Collected data -
········
PR #1809, opened 2018-03-04
Fix typo in German translation.

fisx:
This PR fixes a simple typo, and is best understood by looking at the commit itself.

thanks!  (-:

### DIFF
--- a/Wire-iOS/Resources/de.lproj/Localizable.strings
+++ b/Wire-iOS/Resources/de.lproj/Localizable.strings
@@ -401,7 +401,7 @@
 
 "content.file.too_big" = "Du kannst Dateien bis zu %@ senden";
 // Someone pinged
-"content.ping.text" = "%1$@ hast gepingt";
+"content.ping.text" = "%1$@ hat gepingt";
 
 // Current user pinged
 "content.ping.text.you" = "Du";


mikeger:
Hey @fisx ! Thanks for the PR. Wire is relying heavily on the external contribution in regards of the translations and localization. Therefore we have created the advanced system that is helping the translators to keep the project up to speed with the most recent changes in the English version of localization. This system is working in the following way:

- As the new feature being developed, the strings are added and removed from the English version of the translation files.
- On every commit the English version of localizations is being uploaded to Crowdin.
- The registered translators are getting notified about the updated string in their languages and updating the thanslations on Crowdin.
- When the release is upcoming, the translations are downloaded from Crowdin and replaced the translations in the files in git.

As you can see, we only transfer the translations in 2 directions: English from git to Crowdin, others from Crowdin to git. Therefore, if I am going to approve your PR then when we are going to download the resources next time your changes are going to be replaced with the Crowdin version of the translation.

So I would have to close this PR without merging. Please consider registering on Crowdin and updating the translation there.

# Note on the issue itself

The issue with German localization is the following: we are using the same string for "Du hast..." and "<Er[Username]> hat...". Therefore if the change is going to be accepted, the other way of using this string would break. The good fix would be to decouple the two strings and use dedicated string for each case. If you feel like digging this, I can help and advise which parts of code can be changed to fix it. Otherwise we also have this issue to be fixed on our radar.

fisx:
ok, i'll leave this to you then, that's probably overall more efficient.  thanks for the exhaustive explanation!

cheers..

mikeger:
@fisx the issue would be fixed in the release 3.9: https://github.com/wireapp/wire-ios/pull/1821

PR #1812, opened 2018-03-05
Updated color, fixed accessibility label

mikeger:
## Issue

The colors of the guest labels updated, also made sure to use the same icons everywhere.

Also fixed the accessibility label on the cell.


typfel:
This will also change colour on the user profile screen which is not correct I think.

Wire-iOS/Sources/UserInterface/Components/Views/GuestIndicator.swift
```diff
@@ -29,11 +29,20 @@ public class GuestIndicator: UIImageView, Themeable {
     }
     
     func applyColorScheme(_ colorSchemeVariant: ColorSchemeVariant) {
-        image = UIImage(for: .guest, iconSize: .tiny, color: UIColor.wr_color(fromColorScheme: ColorSchemeColorIconNormal, variant: colorSchemeVariant))
+        image = UIImage(for: .guest, iconSize: .tiny, color: iconColor)
+    }
+    
+    var iconColor: UIColor {
```
typfel: I know the current colouring system is a bit clunky I still don't think we should abandon it until we have replacement.

daehn:
I think some snapshots might need to be updated after this change.

Wire-iOS/Sources/UserInterface/Components/Views/GuestIndicator.swift
mikeger: I agree, but Eike meant that this icon has this special color, which is not the case for all the other icons. I think we need to develop some framework to follow with colors, then it would be possible to implement it in code.

mikeger:
@typfel I am checking about the participants details screen, indeed it does not look optimal.

mikeger:
@typfel updated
········
To do - Restate the data word for word. Begin at its first line, end at the line that contains "- When the release", and include both.

Answer to this task -
PR #1809, opened 2018-03-04
Fix typo in German translation.

fisx:
This PR fixes a simple typo, and is best understood by looking at the commit itself.

thanks!  (-:

### DIFF
--- a/Wire-iOS/Resources/de.lproj/Localizable.strings
+++ b/Wire-iOS/Resources/de.lproj/Localizable.strings
@@ -401,7 +401,7 @@
 
 "content.file.too_big" = "Du kannst Dateien bis zu %@ senden";
 // Someone pinged
-"content.ping.text" = "%1$@ hast gepingt";
+"content.ping.text" = "%1$@ hat gepingt";
 
 // Current user pinged
 "content.ping.text.you" = "Du";


mikeger:
Hey @fisx ! Thanks for the PR. Wire is relying heavily on the external contribution in regards of the translations and localization. Therefore we have created the advanced system that is helping the translators to keep the project up to speed with the most recent changes in the English version of localization. This system is working in the following way:

- As the new feature being developed, the strings are added and removed from the English version of the translation files.
- On every commit the English version of localizations is being uploaded to Crowdin.
- The registered translators are getting notified about the updated string in their languages and updating the thanslations on Crowdin.
- When the release is upcoming, the translations are downloaded from Crowdin and replaced the translations in the files in git.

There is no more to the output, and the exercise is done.